Depressive symptoms and self-reported fast-food intake in midlife women

Geoffrey B. Crawford, Anuprita Khedkar, Jodi A. Flaws, John D. Sorkin, Lisa Gallicchio

Research output: Contribution to journalArticlepeer-review

43 Scopus citations


Objective: To examine the association between depressive symptoms and fast-food intake in midlife women. Methods: Data were analyzed from a cross-sectional study of 626 women aged 45-54. years conducted from 2000 to 2004 in Baltimore, Maryland. The presence of depressive symptoms was measured using the Center for Epidemiologic Studies - Depression scale and defined as a score of 16 or greater.
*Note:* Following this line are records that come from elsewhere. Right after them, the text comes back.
PR #3299, opened 2026-08-20
fix(test): guard migration registry ordering globally, not per-migration

simlarsen:
## The failure

`Common Test` is red on master ([run 32393792603](https://github.com/OneUptime/oneuptime/actions/runs/32393792603)) — 2 failures out of 31,482:

```
● FixTotpOtpUrlAlgorithm migration › ordering › its timestamp sorts after every other registered migration
    Expected: > 1787800000000
    Received:   1787700000000

● FixTotpOtpUrlAlgorithm migration › ordering › it is registered last, matching that timestamp
    Expected: [Function FixTotpOtpUrlAlgorithm1787700000000]
    Received: [Function AddScopeToNetworkDeviceLinkRule1787800000000]
```

The migration under test is fine, and so is the new one. The *test* was the problem: it asserted "I am the newest migration", and carried a comment asking whoever added the next migration to move the block into their own test file. `AddScopeToNetworkDeviceLinkRule1787800000000` landed without that move — correctly numbered above everything else — and the stale guard failed.

That guard has now broken twice by design; it was previously hand-carried from `AddNetworkDeviceReachabilityColumnsMigration.test.ts`.

## The fix

Delete the two per-migration ordering assertions and replace them with `Common/Tests/Server/Infrastructure/Postgres/SchemaMigrationsOrdering.test.ts`, written against the registry as a whole so it covers whichever migration is newest without anybody having to remember it:

- the **last-registered migration carries the highest timestamp** — the real invariant, and the one that catches a `generate-postgres-migration` wall-clock stamp landing below the hand-picked round numbers currently in use;
- no timestamp and no class is registered twice;
- every registered migration is backed by **exactly one** file on disk;
- every migration file on disk is **actually registered** — read out of the exported array, not out of `Index.ts`, so a file that is imported but never appended still fails.

The array is deliberately **not** asserted to be fully sorted. It isn't: 9 adjacent pairs are out of timestamp order from years ago and have long since run everywhere, so renumbering them now would re-run them. What is asserted is the part that is still live.

The migration-specific tests in `FixTotpOtpUrlAlgorithmMigration.test.ts` (registered, registered once, named consistently, backed by its file, and all the SQL/TOTP behaviour) are untouched.

## Verification

- `SchemaMigrationsOrdering.test.ts` — 7 passed.
- Whole `Tests/Server/Infrastructure/Postgres/` directory — **6 suites, 129 tests, all passing**.
- **Negative test**: swapped the last two entries in `Index.ts` and confirmed the new guard fails with `Expected: > 1787800000000 / Received: 1787700000000`, then reverted. `Index.ts` is unchanged in this PR.
- `npm run compile` in `Common` clean; eslint + prettier clean on both files.

Every other job on master's head is green — `Common Test` was the only red one.

### DIFF
--- a/Common/Tests/Server/Infrastructure/Postgres/FixTotpOtpUrlAlgorithmMigration.test.ts
+++ b/Common/Tests/Server/Infrastructure/Postgres/FixTotpOtpUrlAlgorithmMigration.test.ts
@@ -31,14 +31,12 @@ import { beforeEach, describe, expect, test } from "@jest/globals";
  * without a database, and what can go wrong here is the WHERE clause, not
  * Postgres' REPLACE().
  *
- * This file also carries the ORDERING guard, handed on from
- * AddNetworkDeviceReachabilityColumnsMigration.test.ts: this is the newest
- * registered migration, so its timestamp must sort above every other one.
- * `generate-postgres-migration` stamps a WALL-CLOCK timestamp, while the
- * recent migrations here use hand-picked round numbers that already run ahead
- * of it — so a generated file lands BELOW several registered migrations
- * unless somebody renumbers it, and runs out of order without anything saying
- * so. Whoever adds the next migration should move this block to theirs.
+ * The ordering of this migration against the others is no longer asserted
+ * here. It used to be — as a guard hand-carried from one migration's test to
+ * the next, which broke the moment a migration was added without moving it.
+ * It now lives in SchemaMigrationsOrdering.test.ts, written against the
+ * registry as a whole so that it covers whichever migration is newest without
+ * anybody having to remember it.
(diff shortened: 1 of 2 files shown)


simlarsen:

|---|---|---|---|---|---|---|
| :white_check_mark: | Open Source Security| 0 | 0 | 0 | 0 | [ 0 issues](https://app.snyk.io/org/oneuptime-RsC2nshvQ2Vnr35jHvMnMP/pr-checks/79bdbe9b-f5c1-4644-b356-2c264d1b68d2?refs=04f6881982a28db727d22f33b6fffcaf69637cc1&source=prChecksComment) |

PR #3301, opened 2026-08-20
feat(sso): discover project OIDC on mobile, and make Global SSO revocable

simlarsen:
Follow-up to #3289, which is now merged. Two things I flagged there as out of scope, implemented properly.

The first was a straightforward gap. The second turned out to be **two questions wearing one hat**, and only one of them has an unambiguous answer — so this PR ships one unconditionally and puts the other behind an explicit opt-in. That distinction is the main thing worth reviewing.

## 1. Project OIDC discovery on mobile

The app called `/identity/service-provider-login` and both global discovery endpoints, but never `/identity/service-provider-login-oidc`. A project whose only identity provider was OIDC did not appear on the SSO screen at all — the user got *"No SSO configuration found for the email."*

Discovery now runs both project endpoints in parallel, and every provider carries the `kind` that decides which router starts its login. The payload doesn't say which it is — the endpoint that answered is the only signal — and sending a project-OIDC id to `/identity/sso` gets a 400 from a router that has never heard of it.

## 2. Global SSO revocation — unconditional

A Global SSO token is a 30-day JWT with no revocation, so an admin turning a provider off changed nothing for anyone already signed in, for up to a month. The **Enabled** toggle has exactly one possible meaning, so this check is unconditional: enforcement now verifies the provider still exists and is still enabled, cached 60s per process, with concurrent misses sharing one query and write hooks clearing it on the node that served the change.

This also closes a **real bypass**. Before the single-token redesign, the Global SSO router minted one per-project token *per project*, typed `GlobalSSO`, signed for 30 days. Those are still sitting in browsers as `sso-<projectId>` cookies and in the mobile app's AsyncStorage, replayed on every request. The per-project slot accepted them, which would have let them skip the new check entirely — so it now refuses any Global-typed token and routes it through the stateful path instead. Affected users get one SSO prompt and a properly-typed token.

## 3. Project scope — deliberately opt-in, and this is the part to review

My first attempt enforced `GlobalSsoProject` attachments unconditionally. **That was wrong**, and an adversarial review caught it before it shipped:

- The attachment rows are the **provisioning** allow-list. The model's own docstring: *"a SAML assertion can only ever provision a user into projects that a master admin has explicitly attached here"*, and *"If a GlobalSSO has NO attached projects, it applies to all projects the user is already a member of."*
- The login routers gate a session on `memberProjectCount > 0` across **all** projects, not attached ones.

So reinterpreting attachments as an access boundary would have locked existing users out of projects they legitimately reach, immediately on upgrade. Worse: a login could succeed, mint a 30-day token, and authorize *nothing* — with re-authenticating producing a byte-identical token, and the SSO-denied page listing only project providers, which is empty on a global-SSO-only instance. A dead end with no way out from inside the product.

It is therefore a per-provider opt-in, **`restrictToAttachedProjects`, default false**, with a migration and an admin toggle whose copy says what it does and that it narrows access for people already signed in. When it is on, the login gate also counts membership of *governed* projects and refuses with a specific message rather than minting a token that authorizes nothing.

Two related corrections in the same area:
- **"Rows exist but all disabled" now denies** rather than widening. Previously it collapsed into "no attachments" → instance-wide, so an admin disabling the last attachment would have *widened* the provider to every project.
- **A failed lookup throws rather than denying.** On the multi-tenant path, conflating "could not find out" with "not allowed" would silently return `200` with an empty permission set — no error, no re-auth prompt, just every project rendering empty.

## 4. Mobile: the server has the last word

The app inferred per-project SSO status from storage alone — *"a global token exists, therefore every project is satisfied"*. That could show a green **Authenticated** badge with the re-auth button hidden while every request to that project came back 406. True for an expired token long before any of this.

The API client now records what the server actually refused, screens treat that as authoritative over storage, a later success retires it, and logout clears the set so it cannot follow the next user onto the same handset.

## Tests

| Suite | Result |
| --- | --- |
| `MobileApp` (iOS + Android) | 1527 tests, 45 suites, green |
| `Common` middleware / utils / services | 565 tests, 19 suites, green |
| `App/Tests/Identity` | 286 tests, green |
| `npm run check-postgres-schema-drift` | no drift |

`tsc --noEmit` and `eslint` clean across all 39 changed files. The three new `Common` suites were mutation-tested by their authors — source temporarily mutated, run, restored, and verified byte-identical — so the assertions are known not to be vacuous.

**Five defects in this change were caught by its own tests and review, each now pinned by a test:**

1. An in-flight lookup evicting a *newer* one after a cache clear, silently disabling de-duplication for the fan-out it exists for.
2. Denials leaking across users on logout.
3. A case-sensitive `tenantid` header read that would silently miss a `tenantId` written in the natural camelCase — a 406 recording nothing, which is the dead end this feature removes.
4. A denial that never self-healed after the server started answering again.
5. The attachment-as-access-boundary lockout described above.

## Reviewing this

The behaviour change to look hardest at is item 2: after this, a **disabled or deleted** Global SSO provider stops satisfying enforcement immediately (within the 60s cache window on other nodes), and legacy Global-typed per-project tokens stop being accepted. Both are intended, and both mean some users will see one SSO prompt they would not have seen before. Item 3 changes nothing for anyone until an admin turns it on.

### DIFF
--- a/App/FeatureSet/AdminDashboard/src/Pages/Settings/GlobalOIDC/Index.tsx
+++ b/App/FeatureSet/AdminDashboard/src/Pages/Settings/GlobalOIDC/Index.tsx
@@ -261,6 +261,16 @@ const Settings: FunctionComponent = (): ReactElement => {
           },
           {
             field: {
+              restrictToAttachedProjects: true,
+            },
+            title: "Restrict to Attached Projects",
+            description:
+              "Off by default. When off, signing in with this provider satisfies SSO enforcement for every project the user is a member of, and the attached projects below only control provisioning. Turn this on to make the attached projects an access boundary too - note that this NARROWS access for people who are already signed in.",
+            fieldType: FormFieldSchemaType.Toggle,
+            stepId: "more",
+          },
+          {
+            field: {
               isEnabled: true,
             },
             description:
--- a/App/FeatureSet/AdminDashboard/src/Pages/Settings/GlobalOIDC/View.tsx
+++ b/App/FeatureSet/AdminDashboard/src/Pages/Settings/GlobalOIDC/View.tsx
@@ -255,6 +255,15 @@ const GlobalOIDCView: FunctionComponent = (): ReactElement => {
             },
             {
               field: {
+                restrictToAttachedProjects: true,
+              },
+              title: "Restrict to Attached Projects",
+              description:
+                "When on, this provider only satisfies SSO enforcement for the projects attached below. Off by default, where attachments control provisioning only.",
+              fieldType: FormFieldSchemaType.Toggle,
+            },
+            {
+              field: {
                 isEnabled: true,
               },
               title: "Enabled",
@@ -326,6 +335,14 @@ const GlobalOIDCView: FunctionComponent = (): ReactElement => {
                   disableSignUpWithSso: true,
                 },
                 title: "Disable Sign Up with SSO",
+                fieldType: FieldType.Boolean,
+                placeholder: t("common.no"),
+              },
+              {
+                field: {
+                  restrictToAttachedProjects: true,
+                },
+                title: "Restrict to Attached Projects",
                 fieldType: FieldType.Boolean,
                 placeholder: t("common.no"),
               },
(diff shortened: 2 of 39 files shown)


simlarsen:

|---|---|---|---|---|---|---|
| :white_check_mark: | Open Source Security| 0 | 0 | 0 | 0 | [ 0 issues](https://app.snyk.io/org/oneuptime-RsC2nshvQ2Vnr35jHvMnMP/pr-checks/344fbed8-847b-4ef1-abc2-b42838945b96?refs=fa16b99c6c979c92851daac7a37e6e7d4274cc48&source=prChecksComment) |

PR #3654, opened 2026-09-08
fix(identity): accept a security key that cannot verify its user

### LINKED ISSUE #3652: Passkey registration fails in clamshell mode
**Describe the bug**
Registering a passkey without user verification fails.

When a MacBook is used while being folded, and via an external display (called as "clamshell" mode), the fingerprint reader is not available. In this mode, and when passkey auth's `userVerification` is set to `preferred` (or omitted entirely), the system will try to save a passkey without prompting the user for their system password. This, however, fails when `requireUserVerification` is set to `true` in the config. The arising error message:

```error
Error: User verification was required, but user could not be verified
    at verifyRegistrationResponse (/usr/src/Common/node_modules/@simplewebauthn/server/script/registration/verifyRegistrationResponse.js:122:15)
    at async Service.verifyRegistration (/usr/src/Common/Server/Services/UserWebAuthnService.ts:143:31)
    at async /usr/src/Common/Server/API/UserWebAuthnAPI.ts:64:11
```

More info can be found at https://github.com/MasterKale/SimpleWebAuthn/discussions/416#discussioncomment-6491751.

**To Reproduce**
1. Boot up a MacBook in clamshell mode
2. Try to register a passkey for a user account
3. Get a "Server Error" message, and the above error in the console

**Expected behavior**
Registering a passkey succeeds.

**Screenshots**
None

 - OS: macOS Golden Gate 27.0
 - Browser Firefox 155.0.1 (aarch64)
 - Version 12.0.34

**Deployment Type**
Self-hosted community edition

simlarsen:
Fixes #3652, plus four hardening fixes on the same surface that the investigation turned up.

## 1. The reported bug — passkey registration fails in clamshell mode

A MacBook running folded shut on an external display cannot reach its Touch ID sensor. Registering a passkey from one failed with a bare `Server Error`, and this in the log:

```
Error: User verification was required, but user could not be verified
    at verifyRegistrationResponse (.../verifyRegistrationResponse.js:122:15)
    at async Service.verifyRegistration (Common/Server/Services/UserWebAuthnService.ts:143:31)
```

I reproduced it against the real `@simplewebauthn/server` 13.2.2 rather than taking the report on trust.

**Cause.** The user-verification policy lived in two places and had drifted apart. `generateRegistrationOptions` asks for `userVerification: "preferred"`, which tells the authenticator that going ahead **without** verifying the user is acceptable — so the browser returns a perfectly valid credential with the UV bit clear, exactly as invited. Verification then called `verifyRegistrationResponse` without `requireUserVerification`, and the library defaults that to `true`. The server refused the very response its own options had asked for.

**The same defect breaks sign-in**, which nobody reported because nobody got that far. `verifyAuthenticationResponse` carries the identical default, so a key enrolled at a desk could not sign in from the same laptop later — and the password has already been accepted by then, so that is a locked account rather than a failed setup. A registration-only fix would have moved the lockout, not removed it.

Clamshell is not the only way in: a USB security key with no PIN, or Windows Hello on a desktop with no camera or reader, produce the same UV-clear response.

**Fix.** Both call sites derive their strictness from the one constant that states the policy. The drift between the ask and the check *is* the bug, so tying them together means raising the policy to `"required"` cannot leave verification behind, and relaxing it cannot leave verification ahead.

`"preferred"` stays. A security key is OneUptime's **second** factor, behind a password — demanding user verification buys a second proof of the same person while locking out every authenticator that has no reader, no camera and no PIN. Raising the options to `"required"` instead was considered and rejected: it turns the server error into a browser-side failure the clamshell user still cannot satisfy.

### The other half of the report: `Server Error`

The library signals every refusal by throwing a plain `Error`. The last-resort handler in `StartServer.ts` has no branch for one — it falls through to `res.status(500).send({ error: "Server Error" })` and **discards the message**. Every WebAuthn failure looked identical from the browser, which is why this needed a bug report rather than a glance at the screen. Library refusals now arrive as `BadDataException` carrying the library's own sentence, so a reverse proxy serving a different origin than `HOST` claims is diagnosable by the self-hoster who has to fix it. Exceptions raised by the service pass through unchanged.

## 2. The anonymous challenge route was unmetered, and answered too much

`POST /user-webauthn/generate-authentication-options` has to be anonymous — it is where the challenge a security key signs comes from, needed before any assertion exists to prove who is asking. But anonymous and unmetered are different things, and it was both: it takes an email address and, for that address, **writes** a challenge to the user's row, as fast as the process would answer.

It now sits behind `IdentityRateLimit` in **its own bucket**. Not the two-factor one — this route is the step immediately *before* `/verify-webauthn-auth`, so a shared pool would mean every challenge a user asked for spent an attempt they had not yet made, and a user who had just exhausted the budget failing at their key could not get a fresh challenge to retry with. The step that enables an attempt must not be spendable by the attempts it enables; that is the reasoning the recovery bucket already carries.

⚠️ It now fails closed with the rest of the identity surface, so a Redis outage refuses security-key sign-in one step earlier than before. Not a new lockout class — `/verify-webauthn-auth` already 503s in that state.

The same route answered `User not found` for an unregistered address and `No WebAuthn credentials found for this user` for one that exists without a key — an account-existence oracle plus a second one naming which accounts are protected by hardware, free to anyone who can send a POST. Every other door here already refuses to say that much. Both now give one answer; a real user only arrives here after their password, from a list of their own keys.

It was also returning the account's **real row id** in the success payload, so anyone who could name an email with a key on it got that id back — which would have undone half the change above, since a success carrying the internal id says rather more than "this account exists". Nothing ever read it: the browser posts the assertion to `/verify-webauthn-auth` with the email and password again, and that route takes the user from the password it has just verified, never from the body. The field is gone, and the test asserts the whole response key set rather than the absence of one field, because the next thing added to that return reaches anonymous callers too.

**What the limiter bounds but does not close** — stated here because the code now says it too. The write is not junk: it is the challenge the user's key is about to sign, in the single slot that holds it, so an overwrite landing between someone's generate and their verify makes the library reject an assertion that was correct. The account counter is keyed on the address the request came *from*, as it must be (a bare per-account counter is itself a lockout weapon), so an attacker with several source addresses gets the budget from each. Splitting the challenge slots stopped the two *flows* destroying each other; it does not stop two authentication requests for one account, which still share one slot. Closing that means the challenge ceasing to be a single overwritable row — a larger change, not attempted here.

## 3. Registration and signing in shared one challenge slot

Both wrote `User.webauthnChallenge`, and the reader **clears** what it reads — so whichever ceremony moved last destroyed the other's challenge. Registration is keyed by the session's user and signing in by an email address, but both land on the same row: a user adding a second key with a stale sign-in page open in another tab lost the registration they were halfway through, and got "No pending WebAuthn challenge found" for a key they were holding and touching. The anonymous route above made it reachable by strangers too.

Two named slots now. The old pair is **dropped** rather than kept as the sign-in one: a column whose name does not say which flow owns it is exactly how the two came to share it, and keeping it would leave a value written by a pre-deploy registration to be read afterwards as a sign-in challenge. Nothing durable is lost — these hold a single-use value with a five-minute TTL, so the worst case is a user mid-ceremony as the deploy lands being told to start again, which is what the message already says.

Migration: `1791800000000-SplitWebAuthnChallengeByPurpose`, generated (not hand-written) and registered in `SchemaMigrations/Index.ts`.

## 4. The relying party id carried HOST's port

`expectedOrigin` and `rpID` were built from the same `HOST` and are not the same string. The origin **must** carry the port — it is what the browser puts in its client data — and the RP ID **must not**, because the spec defines it as a domain and a browser handed `host:port` refuses the call outright.

Every shipped default is portless, so hosted OneUptime is untouched. But a port-carrying `HOST` is mandatory for any self-hosted instance not on 80/443, and on those WebAuthn did not work at all. Nothing is invalidated by fixing it: on exactly the deployments this changes, no credential could ever be created, and where `HOST` has no port it is the identity function.

## 5. The counter and transports were hard-coded

Registration wrote `counter: "0"` and `transports: "[]"` whatever the authenticator said. The library only compares counters when one side is above zero, so a discarded non-zero counter was exactly the clone detection that credential was eligible for.

Both now come from the response — which for transports means the browser has to send them, so the dashboard calls `getTransports()` defensively, and `allowCredentials` hands them back (the only place a browser reads them). Credentials registered before this send **no** transports member rather than an empty array: an empty hint excludes every transport, and Chromium filters on the hint when present.

The counter change has a tail, named in the code: an authenticator reporting the *same* counter at registration and at its first assertion now fails where a stored 0 waved it through. A spec-compliant key increments on every assertion; if one does not, the way back in is a backup code and re-registering. The alternative is leaving clone detection permanently off.

## Tests — 65 new

`Common/Tests/Server/TestingUtils/SecurityKey.ts` is a stand-in for a real authenticator, built from the WebAuthn and CTAP specs with Node crypto — CBOR encoder, COSE key, authenticator-data flags, real ES256 signatures. It imports nothing from `@simplewebauthn/server`, following the reasoning of the existing `AuthenticatorApp` fixture: a fixture produced by the library under test proves only that the library agrees with itself. Its `performsUserVerification` knob is the clamshell MacBook.

**`App/Tests/FeatureSet/Identity/WebAuthnUserVerification.test.ts` (39 tests)** runs the **real** v13 library end to end, with only Postgres stubbed. It lives in `App/Tests` because Common's jest config maps `@simplewebauthn/server` to a stub — and a stub has no library default to exhibit, so a test written there would have passed before this fix and after it.

**Every fix was verified to fail without it.** Reverting all five changes turns 19 tests red across the five areas — including, for #3652, the exact reported error on both registration and sign-in — while the safety-property tests (origin, relying party, challenge freshness, one-time use, private-key possession) pass either way. Removing one check must not quietly remove five.

The end-to-end suite carries the property no single-flow assertion can catch: two live ceremonies driven through the real service over one row, showing neither destroys the other. Plus the RP ID stripped while the origin keeps its port — asserted together, since a credential scoped to the bare domain has to verify against the ported origin.

**`Common/Tests/Server/Services/UserWebAuthnUserVerification.test.ts` (19 tests)** holds the column-level half — which slot each flow writes, reads and clears — and the invariant that is invisible end to end: that the ask and the check describe the same policy, read straight off the arguments handed to the library.

**`Common/Tests/Server/API/UserWebAuthnAuthenticationOptionsRoute.test.ts` (10 tests)** pins the limiter to the anonymous route by identity, keeps it off the two authenticated ones, and asserts the bucket is its own — the switch it hangs off ends in an unguarded `return LOGIN_BUCKET`, so a bucket added without a branch silently gets the password budget and nothing else would say so.

The shared `simplewebauthn` stub also returned the v7 `registrationInfo` shape while the service reads the v13 one; it would have handed a naive future test `undefined` instead of a credential id rather than failing loudly.

## Verification

- `npm run fix` and `npm run compile` clean in both `Common` and `App`.
- Full `App/Tests/FeatureSet/Identity` suite: **356 passed**. Common identity-adjacent suites: **133 passed**.
- Migration applied to a database carrying every registered migration, then a generate against the result: **"No changes in database schema were found"** — the same check CI's drift job runs.

### DIFF
--- a/App/FeatureSet/Dashboard/src/Pages/Global/UserProfile/TwoFactorAuth.tsx
+++ b/App/FeatureSet/Dashboard/src/Pages/Global/UserProfile/TwoFactorAuth.tsx
@@ -444,6 +444,27 @@ const Home: FunctionComponent<PageComponentProps> = (): ReactElement => {
                         clientDataJSON: Base64.uint8ArrayToBase64Url(
                           new Uint8Array(attestationResponse.clientDataJSON),
                         ),
+
+                        /*
+                         * How this key can be reached -- "usb", "nfc", "ble",
+                         * "internal", "hybrid". The server cannot work this
+                         * out for itself: @simplewebauthn reads it straight
+                         * off this field, so a registration that omits it
+                         * stores no transports and every later sign-in prompt
+                         * has to offer every way a credential might be
+                         * reachable.
+                         *
+                         * Called defensively. getTransports() is not in the
+                         * original Level 1 API and older Safari and Firefox
+                         * builds do not have it; a missing hint is a worse
+                         * prompt, and a TypeError here would be a failed
+                         * registration.
+                         */
+                        transports:
+                          typeof attestationResponse.getTransports ===
+                          "function"
+                            ? attestationResponse.getTransports()
+                            : [],
                       },
                       type: credential.type,
                     },
--- a/App/Tests/FeatureSet/Identity/BackupCodeRateLimitBucket.test.ts
+++ b/App/Tests/FeatureSet/Identity/BackupCodeRateLimitBucket.test.ts
@@ -799,6 +799,7 @@ describe("the backup-code bucket configuration", () => {
     login: BucketConfigShape;
     twoFactor: BucketConfigShape;
     backupCode: BucketConfigShape;
+    webAuthnChallenge: BucketConfigShape;
   };
 
   interface IdentityRateLimitModule {
@@ -817,6 +818,9 @@ describe("the backup-code bucket configuration", () => {
     "IDENTITY_BACKUP_CODE_RATE_LIMIT_WINDOW_SECONDS",
     "IDENTITY_BACKUP_CODE_RATE_LIMIT_PER_ACCOUNT_PER_WINDOW",
     "IDENTITY_BACKUP_CODE_RATE_LIMIT_PER_IP_PER_WINDOW",
+    "IDENTITY_WEBAUTHN_CHALLENGE_RATE_LIMIT_WINDOW_SECONDS",
+    "IDENTITY_WEBAUTHN_CHALLENGE_RATE_LIMIT_PER_ACCOUNT_PER_WINDOW",
+    "IDENTITY_WEBAUTHN_CHALLENGE_RATE_LIMIT_PER_IP_PER_WINDOW",
   ];
 
   type ConfigsUnderEnvFunction = (
@@ -864,6 +868,9 @@ describe("the backup-code bucket configuration", () => {
           backupCode: freshModule.default.getBucketConfig(
             IdentityRateLimitBucket.BackupCode,
           ),
+          webAuthnChallenge: freshModule.default.getBucketConfig(
+            IdentityRateLimitBucket.WebAuthnChallenge,
+          ),
         };
       });
     } finally {
@@ -903,6 +910,23 @@ describe("the backup-code bucket configuration", () => {
       IDENTITY_BACKUP_CODE_RATE_LIMIT_WINDOW_SECONDS: "333",
       IDENTITY_BACKUP_CODE_RATE_LIMIT_PER_ACCOUNT_PER_WINDOW: "33",
       IDENTITY_BACKUP_CODE_RATE_LIMIT_PER_IP_PER_WINDOW: "3333",
+      IDENTITY_WEBAUTHN_CHALLENGE_RATE_LIMIT_WINDOW_SECONDS: "444",
+      IDENTITY_WEBAUTHN_CHALLENGE_RATE_LIMIT_PER_ACCOUNT_PER_WINDOW: "44",
+      IDENTITY_WEBAUTHN_CHALLENGE_RATE_LIMIT_PER_IP_PER_WINDOW: "4444",
+    });
+
+    /*
+     * The challenge-issuing bucket, added when
+     * /user-webauthn/generate-authentication-options stopped being unmetered.
+     * It is the newest name in the switch and therefore the likeliest to be
+     * the one that was forgotten -- a bucket with no branch silently receives
+     * the PASSWORD budget, and under the shipped defaults nothing about the
+     * numbers would give that away.
+     */
+    expect(configs.webAuthnChallenge).toEqual({
+      windowSeconds: 444,
+      perAccountLimit: 44,
+      perIpLimit: 4444,
     });
 
     expect(configs.backupCode).toEqual({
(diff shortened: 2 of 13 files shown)


simlarsen:

|---|---|---|---|---|---|---|
| :white_check_mark: | Open Source Security| 0 | 0 | 0 | 0 | [ 0 issues](https://app.snyk.io/org/oneuptime-RsC2nshvQ2Vnr35jHvMnMP/pr-checks/41aef85d-5d0f-40da-bdc0-09a5fde70f2e?refs=dd99e9e197908323543ba9ee3aac5b688cb8fbc3&source=prChecksComment) |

The frequency of fast-food intake was assessed using self-reported questionnaire data, and was categorized as "at least weekly", "at least monthly, but less than weekly" and "less than monthly". Results: Approximately 25% of the study sample reported depressive symptoms; 14% consumed fast-food "at least weekly," and 27% "at least monthly, but less than weekly". Compared to their counterparts, women with depressive symptoms had significantly greater odds of reporting higher fast-food intake (confounder-adjusted odds ratio: 1.54; 95% confidence interval: 1.06-2.25). Other covariates associated with a higher frequency of fast-food intake included black race and body mass index ≥30kg/m2. Conclusions: Findings from this study indicate that the presence of depressive symptoms is positively associated with fast-food intake in midlife women. These results may have important health implications given that both depression and dietary consumption patterns are risk factors for a number of diseases.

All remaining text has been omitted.